ABOUT THIS TASK ▸ Look in the data below for the line that contains "We have some". Copy that line and the remaining lines exactly.

:: DATA TO EXAMINE ::

PR #5774, opened 2023-08-10
Fixes DISCO-2576: Replace Suggest databases with incompatible schema versions.

linabutler:
We have some prototype Suggest integrations for Desktop and Android that will fail to open databases with older schema versions. We haven't been writing migration logic for these versions, since we haven't shipped the component to any users yet, and the Suggest dataset being "read-only" means we aren't super worried about user data loss.

We can work around this by deleting the database ourselves, but, since we already have machinery for replacing corrupt databases, let's extend it so that migrations can force replacement.

  - Note:

### DIFF
--- a/components/support/sql/src/open_database.rs
+++ b/components/support/sql/src/open_database.rs
@@ -22,6 +22,8 @@
 ///        it and call prepare(), upgrade_from() for each upgrade that needs to be applied, then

:::

RESULT FOR THIS EXERCISE ▸
We have some prototype Suggest integrations for Desktop and Android that will fail to open databases with older schema versions. We haven't been writing migration logic for these versions, since we haven't shipped the component to any users yet, and the Suggest dataset being "read-only" means we aren't super worried about user data loss.

We can work around this by deleting the database ourselves, but, since we already have machinery for replacing corrupt databases, let's extend it so that migrations can force replacement.

  - Note:

### DIFF
--- a/components/support/sql/src/open_database.rs
+++ b/components/support/sql/src/open_database.rs
@@ -22,6 +22,8 @@
 ///        it and call prepare(), upgrade_from() for each upgrade that needs to be applied, then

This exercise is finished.